● Your task:
Print out every entry, keeping each line identical to the original.

● Supplied data:
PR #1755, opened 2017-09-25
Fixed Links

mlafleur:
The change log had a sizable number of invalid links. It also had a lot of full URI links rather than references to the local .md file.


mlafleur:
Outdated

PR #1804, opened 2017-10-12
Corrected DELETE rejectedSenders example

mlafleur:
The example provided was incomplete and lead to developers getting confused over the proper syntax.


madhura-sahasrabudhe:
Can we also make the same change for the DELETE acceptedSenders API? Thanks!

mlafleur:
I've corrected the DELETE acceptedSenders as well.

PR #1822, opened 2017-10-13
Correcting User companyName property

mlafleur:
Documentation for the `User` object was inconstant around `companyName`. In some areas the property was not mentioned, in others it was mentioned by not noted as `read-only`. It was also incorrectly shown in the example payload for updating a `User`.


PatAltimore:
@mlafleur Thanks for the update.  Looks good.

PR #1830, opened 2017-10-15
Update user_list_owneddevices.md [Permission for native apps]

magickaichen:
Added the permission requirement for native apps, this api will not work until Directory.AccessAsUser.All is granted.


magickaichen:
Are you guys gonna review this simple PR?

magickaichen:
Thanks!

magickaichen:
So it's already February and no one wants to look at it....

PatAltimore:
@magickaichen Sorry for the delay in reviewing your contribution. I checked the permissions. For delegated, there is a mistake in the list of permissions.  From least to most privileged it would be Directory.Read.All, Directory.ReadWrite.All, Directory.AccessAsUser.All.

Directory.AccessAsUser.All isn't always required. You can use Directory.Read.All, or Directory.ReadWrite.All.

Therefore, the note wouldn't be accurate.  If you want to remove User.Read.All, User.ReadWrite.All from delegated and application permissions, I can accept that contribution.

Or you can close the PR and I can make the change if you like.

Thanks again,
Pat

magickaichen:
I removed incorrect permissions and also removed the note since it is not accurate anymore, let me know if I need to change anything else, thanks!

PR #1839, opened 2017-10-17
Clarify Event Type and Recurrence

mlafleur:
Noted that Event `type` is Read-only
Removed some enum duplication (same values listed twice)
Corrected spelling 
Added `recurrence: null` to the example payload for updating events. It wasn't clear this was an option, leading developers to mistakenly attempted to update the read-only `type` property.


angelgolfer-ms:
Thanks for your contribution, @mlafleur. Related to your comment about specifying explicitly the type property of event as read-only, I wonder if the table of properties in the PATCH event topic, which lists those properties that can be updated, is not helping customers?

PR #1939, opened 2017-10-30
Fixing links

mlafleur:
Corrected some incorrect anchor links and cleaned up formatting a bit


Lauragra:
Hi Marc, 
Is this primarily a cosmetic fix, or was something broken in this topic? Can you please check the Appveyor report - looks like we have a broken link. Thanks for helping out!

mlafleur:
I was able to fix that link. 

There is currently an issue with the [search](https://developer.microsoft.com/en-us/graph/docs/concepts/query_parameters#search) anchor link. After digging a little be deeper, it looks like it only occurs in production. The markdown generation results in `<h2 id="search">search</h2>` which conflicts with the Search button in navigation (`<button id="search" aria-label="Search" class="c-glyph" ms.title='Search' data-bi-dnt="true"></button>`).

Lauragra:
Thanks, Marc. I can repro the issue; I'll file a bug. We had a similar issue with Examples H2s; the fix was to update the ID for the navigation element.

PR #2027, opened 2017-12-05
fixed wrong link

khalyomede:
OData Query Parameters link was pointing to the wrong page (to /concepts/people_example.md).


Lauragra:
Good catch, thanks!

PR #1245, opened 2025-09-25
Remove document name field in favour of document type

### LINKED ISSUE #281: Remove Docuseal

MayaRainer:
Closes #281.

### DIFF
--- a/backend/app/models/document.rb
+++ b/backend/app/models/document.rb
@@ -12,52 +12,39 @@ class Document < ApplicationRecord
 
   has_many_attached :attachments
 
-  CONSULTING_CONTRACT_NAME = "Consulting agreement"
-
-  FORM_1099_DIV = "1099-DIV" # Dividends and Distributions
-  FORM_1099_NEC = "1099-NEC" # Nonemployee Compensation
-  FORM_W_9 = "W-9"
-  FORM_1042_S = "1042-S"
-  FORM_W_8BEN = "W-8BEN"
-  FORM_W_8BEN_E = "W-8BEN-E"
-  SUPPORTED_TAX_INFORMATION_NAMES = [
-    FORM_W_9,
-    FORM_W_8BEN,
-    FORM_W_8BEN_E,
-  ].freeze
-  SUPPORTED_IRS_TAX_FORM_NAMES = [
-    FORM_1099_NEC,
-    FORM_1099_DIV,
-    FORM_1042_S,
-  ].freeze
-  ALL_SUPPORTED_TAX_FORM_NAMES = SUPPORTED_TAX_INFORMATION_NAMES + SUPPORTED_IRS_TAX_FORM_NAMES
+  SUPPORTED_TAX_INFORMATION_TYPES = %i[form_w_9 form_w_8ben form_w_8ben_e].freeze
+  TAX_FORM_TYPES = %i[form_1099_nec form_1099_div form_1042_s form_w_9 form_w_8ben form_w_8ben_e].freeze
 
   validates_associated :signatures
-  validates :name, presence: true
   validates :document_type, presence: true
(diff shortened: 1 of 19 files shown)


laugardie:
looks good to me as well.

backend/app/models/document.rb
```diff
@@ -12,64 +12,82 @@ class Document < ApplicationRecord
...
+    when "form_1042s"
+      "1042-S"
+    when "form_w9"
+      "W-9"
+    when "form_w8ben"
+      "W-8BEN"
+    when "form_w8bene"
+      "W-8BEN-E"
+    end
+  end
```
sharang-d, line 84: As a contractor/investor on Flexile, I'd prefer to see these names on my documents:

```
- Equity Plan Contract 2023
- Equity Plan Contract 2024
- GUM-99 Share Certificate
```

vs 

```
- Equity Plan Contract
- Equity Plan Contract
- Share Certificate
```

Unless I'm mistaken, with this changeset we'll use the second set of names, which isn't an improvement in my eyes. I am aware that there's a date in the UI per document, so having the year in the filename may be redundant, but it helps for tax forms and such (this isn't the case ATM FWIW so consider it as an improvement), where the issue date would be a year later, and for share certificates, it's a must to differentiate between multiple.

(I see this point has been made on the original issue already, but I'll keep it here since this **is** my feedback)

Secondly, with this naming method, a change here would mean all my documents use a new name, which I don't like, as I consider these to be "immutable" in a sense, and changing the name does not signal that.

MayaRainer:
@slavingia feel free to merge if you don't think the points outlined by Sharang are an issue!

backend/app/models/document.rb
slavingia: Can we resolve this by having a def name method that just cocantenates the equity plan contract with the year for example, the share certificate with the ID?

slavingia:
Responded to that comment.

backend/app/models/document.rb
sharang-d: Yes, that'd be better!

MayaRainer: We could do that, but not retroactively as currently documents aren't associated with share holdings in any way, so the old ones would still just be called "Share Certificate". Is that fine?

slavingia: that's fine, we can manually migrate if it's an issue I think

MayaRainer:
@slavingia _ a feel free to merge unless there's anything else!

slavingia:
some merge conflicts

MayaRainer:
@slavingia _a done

● The answer:
PR #1755, opened 2017-09-25
Fixed Links

mlafleur:
The change log had a sizable number of invalid links. It also had a lot of full URI links rather than references to the local .md file.


mlafleur:
Outdated

PR #1804, opened 2017-10-12
Corrected DELETE rejectedSenders example

mlafleur:
The example provided was incomplete and lead to developers getting confused over the proper syntax.


madhura-sahasrabudhe:
Can we also make the same change for the DELETE acceptedSenders API? Thanks!

mlafleur:
I've corrected the DELETE acceptedSenders as well.

PR #1822, opened 2017-10-13
Correcting User companyName property

mlafleur:
Documentation for the `User` object was inconstant around `companyName`. In some areas the property was not mentioned, in others it was mentioned by not noted as `read-only`. It was also incorrectly shown in the example payload for updating a `User`.


PatAltimore:
@mlafleur Thanks for the update.  Looks good.

PR #1830, opened 2017-10-15
Update user_list_owneddevices.md [Permission for native apps]

magickaichen:
Added the permission requirement for native apps, this api will not work until Directory.AccessAsUser.All is granted.


magickaichen:
Are you guys gonna review this simple PR?

magickaichen:
Thanks!

magickaichen:
So it's already February and no one wants to look at it....

PatAltimore:
@magickaichen Sorry for the delay in reviewing your contribution. I checked the permissions. For delegated, there is a mistake in the list of permissions.  From least to most privileged it would be Directory.Read.All, Directory.ReadWrite.All, Directory.AccessAsUser.All.

Directory.AccessAsUser.All isn't always required. You can use Directory.Read.All, or Directory.ReadWrite.All.

Therefore, the note wouldn't be accurate.  If you want to remove User.Read.All, User.ReadWrite.All from delegated and application permissions, I can accept that contribution.

Or you can close the PR and I can make the change if you like.

Thanks again,
Pat

magickaichen:
I removed incorrect permissions and also removed the note since it is not accurate anymore, let me know if I need to change anything else, thanks!

PR #1839, opened 2017-10-17
Clarify Event Type and Recurrence

mlafleur:
Noted that Event `type` is Read-only
Removed some enum duplication (same values listed twice)
Corrected spelling 
Added `recurrence: null` to the example payload for updating events. It wasn't clear this was an option, leading developers to mistakenly attempted to update the read-only `type` property.


angelgolfer-ms:
Thanks for your contribution, @mlafleur. Related to your comment about specifying explicitly the type property of event as read-only, I wonder if the table of properties in the PATCH event topic, which lists those properties that can be updated, is not helping customers?

PR #1939, opened 2017-10-30
Fixing links

mlafleur:
Corrected some incorrect anchor links and cleaned up formatting a bit


Lauragra:
Hi Marc, 
Is this primarily a cosmetic fix, or was something broken in this topic? Can you please check the Appveyor report - looks like we have a broken link. Thanks for helping out!

mlafleur:
I was able to fix that link. 

There is currently an issue with the [search](https://developer.microsoft.com/en-us/graph/docs/concepts/query_parameters#search) anchor link. After digging a little be deeper, it looks like it only occurs in production. The markdown generation results in `<h2 id="search">search</h2>` which conflicts with the Search button in navigation (`<button id="search" aria-label="Search" class="c-glyph" ms.title='Search' data-bi-dnt="true"></button>`).

Lauragra:
Thanks, Marc. I can repro the issue; I'll file a bug. We had a similar issue with Examples H2s; the fix was to update the ID for the navigation element.

PR #2027, opened 2017-12-05
fixed wrong link

khalyomede:
OData Query Parameters link was pointing to the wrong page (to /concepts/people_example.md).


Lauragra:
Good catch, thanks!

PR #1245, opened 2025-09-25
Remove document name field in favour of document type

### LINKED ISSUE #281: Remove Docuseal

MayaRainer:
Closes #281.

### DIFF
--- a/backend/app/models/document.rb
+++ b/backend/app/models/document.rb
@@ -12,52 +12,39 @@ class Document < ApplicationRecord
 
   has_many_attached :attachments
 
-  CONSULTING_CONTRACT_NAME = "Consulting agreement"
-
-  FORM_1099_DIV = "1099-DIV" # Dividends and Distributions
-  FORM_1099_NEC = "1099-NEC" # Nonemployee Compensation
-  FORM_W_9 = "W-9"
-  FORM_1042_S = "1042-S"
-  FORM_W_8BEN = "W-8BEN"
-  FORM_W_8BEN_E = "W-8BEN-E"
-  SUPPORTED_TAX_INFORMATION_NAMES = [
-    FORM_W_9,
-    FORM_W_8BEN,
-    FORM_W_8BEN_E,
-  ].freeze
-  SUPPORTED_IRS_TAX_FORM_NAMES = [
-    FORM_1099_NEC,
-    FORM_1099_DIV,
-    FORM_1042_S,
-  ].freeze
-  ALL_SUPPORTED_TAX_FORM_NAMES = SUPPORTED_TAX_INFORMATION_NAMES + SUPPORTED_IRS_TAX_FORM_NAMES
+  SUPPORTED_TAX_INFORMATION_TYPES = %i[form_w_9 form_w_8ben form_w_8ben_e].freeze
+  TAX_FORM_TYPES = %i[form_1099_nec form_1099_div form_1042_s form_w_9 form_w_8ben form_w_8ben_e].freeze
 
   validates_associated :signatures
-  validates :name, presence: true
   validates :document_type, presence: true
(diff shortened: 1 of 19 files shown)


laugardie:
looks good to me as well.

backend/app/models/document.rb
```diff
@@ -12,64 +12,82 @@ class Document < ApplicationRecord
...
+    when "form_1042s"
+      "1042-S"
+    when "form_w9"
+      "W-9"
+    when "form_w8ben"
+      "W-8BEN"
+    when "form_w8bene"
+      "W-8BEN-E"
+    end
+  end
```
sharang-d, line 84: As a contractor/investor on Flexile, I'd prefer to see these names on my documents:

```
- Equity Plan Contract 2023
- Equity Plan Contract 2024
- GUM-99 Share Certificate
```

vs 

```
- Equity Plan Contract
- Equity Plan Contract
- Share Certificate
```

Unless I'm mistaken, with this changeset we'll use the second set of names, which isn't an improvement in my eyes. I am aware that there's a date in the UI per document, so having the year in the filename may be redundant, but it helps for tax forms and such (this isn't the case ATM FWIW so consider it as an improvement), where the issue date would be a year later, and for share certificates, it's a must to differentiate between multiple.

(I see this point has been made on the original issue already, but I'll keep it here since this **is** my feedback)

Secondly, with this naming method, a change here would mean all my documents use a new name, which I don't like, as I consider these to be "immutable" in a sense, and changing the name does not signal that.

MayaRainer:
@slavingia feel free to merge if you don't think the points outlined by Sharang are an issue!

backend/app/models/document.rb
slavingia: Can we resolve this by having a def name method that just cocantenates the equity plan contract with the year for example, the share certificate with the ID?

slavingia:
Responded to that comment.

backend/app/models/document.rb
sharang-d: Yes, that'd be better!

MayaRainer: We could do that, but not retroactively as currently documents aren't associated with share holdings in any way, so the old ones would still just be called "Share Certificate". Is that fine?

slavingia: that's fine, we can manually migrate if it's an issue I think

MayaRainer:
@slavingia _ a feel free to merge unless there's anything else!

slavingia:
some merge conflicts

MayaRainer:
@slavingia _a done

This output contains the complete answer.